======== Extracted records ========

PR #12016, opened 2020-06-21
Make interfaces use ScreenCoordsXY instead of x-y

tupaschoal:
A collection of small changes to favour ScreenCoordsXY.

There are two weird pieces of code that might be bugs, I'll comment on them for inputs

### DIFF
--- a/src/openrct2/drawing/Drawing.String.cpp
+++ b/src/openrct2/drawing/Drawing.String.cpp
@@ -421,7 +421,7 @@ int32_t string_get_height_raw(char* buffer)
  * ticks    : ebp >> 16
  */
 void gfx_draw_string_centred_wrapped_partial(
-    rct_drawpixelinfo* dpi, int32_t x, int32_t y, int32_t width, int32_t colour, rct_string_id format, void* args,
+    rct_drawpixelinfo* dpi, const ScreenCoordsXY& coords, int32_t width, int32_t colour, rct_string_id format, void* args,
     int32_t ticks)
 {
     int32_t numLines, fontSpriteBase, lineHeight, lineY;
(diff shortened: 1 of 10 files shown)


src/openrct2/drawing/Drawing.String.cpp
```diff
@@ -934,18 +933,18 @@ static void ttf_process_initial_colour(int32_t colour, text_draw_info* info)
...
 
     text_draw_info info;
     info.font_sprite_base = gCurrentFontSpriteBase;
     info.flags = gCurrentFontFlags;
-    info.startX = x;
-    info.startY = x;
-    info.x = x;
-    info.y = y;
+    info.startX = coords.x;
+    info.startY = coords.y;
```
tupaschoal, line 945: Weird code previously

src/openrct2/drawing/Drawing.String.cpp
```diff
@@ -992,16 +991,16 @@ static int32_t ttf_get_string_width(const utf8* text)
...
 {
     text_draw_info info;
     info.font_sprite_base = gCurrentFontSpriteBase;
     info.flags = gCurrentFontFlags;
-    info.startX = x;
-    info.startY = x;
-    info.x = x;
-    info.y = y;
+    info.startX = coords.x;
+    info.startY = coords.y;
```
tupaschoal, line 1001: Weird code previously

tupaschoal:
This had gone off my radar, I rebased it. Do note my comments above though

src/openrct2/drawing/Drawing.String.cpp
Gymnasiast: I wouldn't be surprised if they were simply copy-and-paste errors. I wonder if it will make any noticeable change.

tupaschoal: I assumed so

PR #12028, opened 2020-06-21
Fix #12020 - Use ScreenCoordsXY on gfx_draw_sprite_palette_set_software

### LINKED ISSUE #12020: Use ScreenCoordsXY on gfx_draw_sprite_palette_set_software
- Create an overload of `gfx_draw_sprite_palette_set_software
` with the same name, but that takes a `const ScreenCoordsXY&` object instead of an `int32_t x` and and an `int32_t y` 

frutiemax:


src/openrct2-ui/drawing/engines/opengl/TextureCache.cpp
```diff
@@ -320,7 +321,9 @@ rct_drawpixelinfo TextureCache::GetGlyphAsDPI(uint32_t image, const PaletteMap&
     int32_t height = g1Element->height;
 
     rct_drawpixelinfo dpi = CreateDPI(width, height);
-    gfx_draw_sprite_palette_set_software(&dpi, ImageId::FromUInt32(image), -g1Element->x_offset, -g1Element->y_offset, palette);
+
+    const auto& glyphCoords = ScreenCoordsXY({ -g1Element->x_offset, -g1Element->y_offset });
```
tupaschoal, line 325:
```suggestion
    const auto glyphCoords = ScreenCoordsXY{ -g1Element->x_offset, -g1Element->y_offset };
```
No need for the reference in here, as you've just allocated the value

Also, either use uniform initialization `{x , y}` or the constructor directly `(x ,y)`. In here theoretically you're creating a `ScreenCoordsXY` object and then calling the copy ctor. The compiler probably optimizes this away, but why add a layer of complexity when we can be simple to begin with :)

src/openrct2/drawing/Drawing.Sprite.cpp
```diff
@@ -410,7 +410,9 @@ void FASTCALL gfx_draw_sprite_software(rct_drawpixelinfo* dpi, ImageId imageId,
         {
             palette = PaletteMap::GetDefault();
         }
-        gfx_draw_sprite_palette_set_software(dpi, imageId, x, y, *palette);
+
+        const auto& spriteCoords = ScreenCoordsXY({ x, y });
```
tupaschoal, line 414:
```suggestion
        const auto spriteCoords = ScreenCoordsXY{ x, y };
```

src/openrct2/drawing/Drawing.Sprite.cpp
```diff
@@ -423,9 +425,13 @@ void FASTCALL gfx_draw_sprite_software(rct_drawpixelinfo* dpi, ImageId imageId,
...
  * y (dx)
  */
+
 void FASTCALL gfx_draw_sprite_palette_set_software(
-    rct_drawpixelinfo* dpi, ImageId imageId, int32_t x, int32_t y, const PaletteMap& paletteMap)
+    rct_drawpixelinfo* dpi, ImageId imageId, const ScreenCoordsXY& coords, const PaletteMap& paletteMap)
 {
+    int32_t x = coords.x;
+    int32_t y = coords.y;
+
```
tupaschoal, line 434:
```suggestion
```

No need to do this, we can just shift them in place below

src/openrct2/drawing/Drawing.Sprite.cpp
```diff
@@ -442,8 +448,10 @@ void FASTCALL gfx_draw_sprite_palette_set_software(
         zoomed_dpi.width = dpi->width >> 1;
         zoomed_dpi.pitch = dpi->pitch;
         zoomed_dpi.zoom_level = dpi->zoom_level - 1;
+
+        const auto& spriteCoords = ScreenCoordsXY({ x >> 1, y >> 1 });
         gfx_draw_sprite_palette_set_software(
-            &zoomed_dpi, imageId.WithIndex(imageId.GetIndex() - g1->zoomed_offset), x >> 1, y >> 1, paletteMap);
+            &zoomed_dpi, imageId.WithIndex(imageId.GetIndex() - g1->zoomed_offset), spriteCoords, paletteMap);
```
tupaschoal, line 454:
```suggestion
            &zoomed_dpi, imageId.WithIndex(imageId.GetIndex() - g1->zoomed_offset), {spriteCoords.x >> 1, spriteCoords.y >> 1 }, paletteMap);
```

(This will probably break formatting)

src/openrct2/drawing/Drawing.Sprite.cpp
```diff
@@ -442,8 +448,10 @@ void FASTCALL gfx_draw_sprite_palette_set_software(
         zoomed_dpi.width = dpi->width >> 1;
         zoomed_dpi.pitch = dpi->pitch;
         zoomed_dpi.zoom_level = dpi->zoom_level - 1;
+
+        const auto& spriteCoords = ScreenCoordsXY({ x >> 1, y >> 1 });
```
tupaschoal, line 452:
```suggestion
```
Same

src/openrct2/drawing/X8DrawingEngine.cpp
```diff
@@ -743,13 +743,16 @@ void X8DrawingContext::DrawSpriteSolid(uint32_t image, int32_t x, int32_t y, uin
     uint8_t palette[256];
     std::fill_n(palette, sizeof(palette), colour);
     palette[0] = 0;
+
+    const auto& spriteCoords = ScreenCoordsXY({ x, y });
```
tupaschoal, line 747:
```suggestion
    const auto spriteCoords = ScreenCoordsXY{ x, y };
```

Same as before

src/openrct2/drawing/X8DrawingEngine.cpp
```diff
@@ -743,13 +743,16 @@ void X8DrawingContext::DrawSpriteSolid(uint32_t image, int32_t x, int32_t y, uin
...
     gfx_draw_sprite_palette_set_software(
-        _dpi, ImageId::FromUInt32((image & 0x7FFFF) | IMAGE_TYPE_REMAP), x, y, PaletteMap(palette));
+        _dpi, ImageId::FromUInt32((image & 0x7FFFF) | IMAGE_TYPE_REMAP), spriteCoords, PaletteMap(palette));
 }
 
 void X8DrawingContext::DrawGlyph(uint32_t image, int32_t x, int32_t y, const PaletteMap& paletteMap)
 {
-    gfx_draw_sprite_palette_set_software(_dpi, ImageId::FromUInt32(image), x, y, paletteMap);
+    const auto& glyphCoords = ScreenCoordsXY({ x, y });
+    gfx_draw_sprite_palette_set_software(_dpi, ImageId::FromUInt32(image), glyphCoords, paletteMap);
```
tupaschoal, line 755:
```suggestion
    gfx_draw_sprite_palette_set_software(_dpi, ImageId::FromUInt32(image), { x, y }, paletteMap);
```
This is one other option, makes it simpler

src/openrct2/drawing/Drawing.Sprite.cpp
frutiemax: At lines 469, 470, the values x and y are modified.

tupaschoal: Ah, I see.

src/openrct2/drawing/Drawing.Sprite.cpp
```diff
@@ -423,9 +425,13 @@ void FASTCALL gfx_draw_sprite_software(rct_drawpixelinfo* dpi, ImageId imageId,
  * x (cx)
  * y (dx)
  */
+
```
tupaschoal, line 428:
```suggestion
```
Unrelated change, just revert it please

PR #12033, opened 2020-06-22
Fix #12019 : Use ScreenCoordsXY on gfx_draw_sprite_software

### LINKED ISSUE #12019: Use ScreenCoordsXY on gfx_draw_sprite_software
- Create an overload of `gfx_draw_sprite_software
` with the same name, but that takes a `const ScreenCoordsXY&` object instead of an `int32_t x` and and an `int32_t y` 

frutiemax:


src/openrct2-ui/drawing/engines/opengl/TextureCache.cpp
```diff
@@ -186,7 +186,7 @@ void TextureCache::GeneratePaletteTexture()
         if (g1Index)
         {
             auto element = gfx_get_g1_element(*g1Index);
-            gfx_draw_sprite_software(&dpi, ImageId(*g1Index), -element->x_offset, y - element->y_offset);
+            gfx_draw_sprite_software(&dpi, ImageId(*g1Index), ScreenCoordsXY{ -element->x_offset, y - element->y_offset });
```
tupaschoal, line 189:
```suggestion
            gfx_draw_sprite_software(&dpi, ImageId(*g1Index), { -element->x_offset, y - element->y_offset });
```

Issue #10960, opened 2020-03-17
Time control in multiplayer


dkoether:
Hello everyone,

is it possible to add the time speed controls to the multiplayer? 

Best regards and thanks in advance!

frutiemax:
Perhaps we need to add a dedicated game action for setting the game speed.

geoff-B:
@frutiemax What's the progress on this, and what still needs to be done to make this work?

frutiemax:
This should work as is.

PR #12044, opened 2020-06-24
Part of #10960: Pause and setting game speed enabled in multiplayer

frutiemax:
- [x] Enable pause actions for the users in group with toggle pause permission
- [x] Enable set game simulation speed for the users in group with toggle pause permission
- [x] Disable pause on client's side when he is not allowed to pause the game on the server side
- [x] Disable setting game speed on client's side when he is not allowed to set game speed on the server side
- [x] Invalidate the pause and fast forward buttons when receiving a TogglePause and SetSimulationSpeed action
- [ ] Rename toggle pause permission to set game simulation speed permission
- [x] Hide pause and fast forward buttons when the client has not the permissions. Seems to work partially as it doesn't redraw the top toolbar when permissions change
- [x] When client joins the server, make sure that the server is correctly sending the pause status and simulation speed
- [ ] When client joins the server when paused, force a redraw of all sprites
- [x] When sever pauses game, force the client to call toggle_pause to stop audio
- [x] When server pauses game when gameSpeed != 1, stop the audio
- [ ] When server is paused, changing togglePause permissions for the user do not invalidate the top toolbar

### DIFF
--- a/src/openrct2-ui/windows/TopToolbar.cpp
+++ b/src/openrct2-ui/windows/TopToolbar.cpp
@@ -30,6 +30,7 @@
 #include <openrct2/actions/BannerSetColourAction.hpp>
 #include <openrct2/actions/ClearAction.hpp>
 #include <openrct2/actions/FootpathSceneryPlaceAction.hpp>
+#include <openrct2/actions/GameSetSimulationSpeed.hpp>
 #include <openrct2/actions/LandLowerAction.hpp>
 #include <openrct2/actions/LandRaiseAction.hpp>
 #include <openrct2/actions/LandSmoothAction.hpp>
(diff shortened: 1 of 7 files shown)


frutiemax:
I need some help with forcing sprites to redraw when a client joins a paused server.

duncanspumpkin:
There is a `gfx_invalidate_screen` function that can force a full redraw of the screen. You can have that happen on a client joining. I'm surprised that that is an issue though I was pretty sure joining would force a redraw anyway.

duncanspumpkin:
I was pretty sure we disabled this for a reason. This will need a good bit of testing before merging as there might be issues.

frutiemax:
@duncanspumpkin I can't seem to find the correct place to insert the gfx_invalidate_screen call. Do you have any clue where I could place it?

Issue #11437, opened 2020-04-24
Refactor platform source files


AaronVanGeffen:
Currently, the platform source files are halfway in between refactoring. We started to rewrite routines to use more modern C++, but some legacy (C) routines were left behind. The wait was for `std::filesystem` to be available on all platforms, but that's been available since #10261.

Note that functions should not be moved as-is. We prefer to move to take the opportunity to rewrite them to use `std::string` and `std::filesystem` routines instead.

The following are the 'new' platform files:

- Platform.Android.cpp
- Platform.Linux.cpp
- Platform.macOS.mm
- Platform.Posix.cpp
- Platform.Win32.cpp
- Platform2.h

The following are files whose functions need to be refactored into the new files:

- Android.cpp
- Linux.cpp
- macos.mm
- platform.h
- Posix.cpp
- Shared.cpp
- Windows.cpp

Note that Crash.cpp and Crash.h are not on this list.

Please contact us here or on Discord if you'd like to work on this.

IntelOrca:
And `Platform2.h` will finally be renamed to `Platform.h`.

PR #12052, opened 2020-06-24
Part of #11437: Move GetDateLocal and GetTimeLocal in Platform2.h

frutiemax:


duncanspumpkin:
I'm not even sure this should be in the platform files as ctime has never changed in the life of the project. but there must have been a 'time' where this made sense.

IntelOrca:
The functions should be changed to return the struct they are writing to rather than using an out parameter.

src/openrct2/platform/Platform.Win32.cpp
```diff
@@ -35,6 +36,7 @@
 #    include "Platform2.h"
 #    include "platform.h"
 
+#    include <ctime>
```
Gymnasiast, line 39: Is this change necessary? You didn´t change anything else to this file.

PR #12054, opened 2020-06-25
Part of #11159: limit_autosave_count uses std::vector instead of utf8**

frutiemax:


src/openrct2/Game.cpp
```diff
@@ -726,47 +718,39 @@ static void limit_autosave_count(const size_t numberOfFilesToKeep, bool processL
...
-                safe_strcat_path(autosaveFiles[i], scanner->GetPathRelative(), sizeof(utf8) * MAX_PATH);
+                safe_strcat_path(autosaveFiles[i].data(), "autosave", sizeof(utf8) * MAX_PATH);
+                safe_strcat_path(autosaveFiles[i].data(), scanner->GetPathRelative(), sizeof(utf8) * MAX_PATH);
             }
         }
     }
 
-    qsort(autosaveFiles, autosavesCount, sizeof(char*), compare_autosave_file_paths);
+    std::sort(autosaveFiles.begin(), autosaveFiles.end(), [](const auto& saveFile0, const auto& saveFile1) {
+        return strcmp(saveFile0.c_str(), saveFile1.c_str()) < 0;
```
tupaschoal, line 744:
```suggestion
        return saveFile0.compare(saveFile1) < 0;
```

src/openrct2/Game.cpp
```diff
@@ -726,47 +718,39 @@ static void limit_autosave_count(const size_t numberOfFilesToKeep, bool processL
...
-
+    auto autosaveFiles = std::vector<std::string>(autosavesCount);
     {
         auto scanner = std::unique_ptr<IFileScanner>(Path::ScanDirectory(filter, false));
         for (size_t i = 0; i < autosavesCount; i++)
         {
-            autosaveFiles[i] = static_cast<utf8*>(malloc(sizeof(utf8) * MAX_PATH));
-            std::memset(autosaveFiles[i], 0, sizeof(utf8) * MAX_PATH);
-
+            autosaveFiles[i].resize(MAX_PATH, 0);
```
tupaschoal, line 726: Not sure we need this, but I'm a bit sleepy, :X

duncanspumpkin: You will need to do this because the string is being used as an array of data. I assume in the future the idea would be to correct the platform functions to return a std::string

========

- [Task to complete]:
Your task is to copy every line in the entries that holds the string "multiplayer".

- [Answer box]:
Time control in multiplayer
is it possible to add the time speed controls to the multiplayer? 
Part of #10960: Pause and setting game speed enabled in multiplayer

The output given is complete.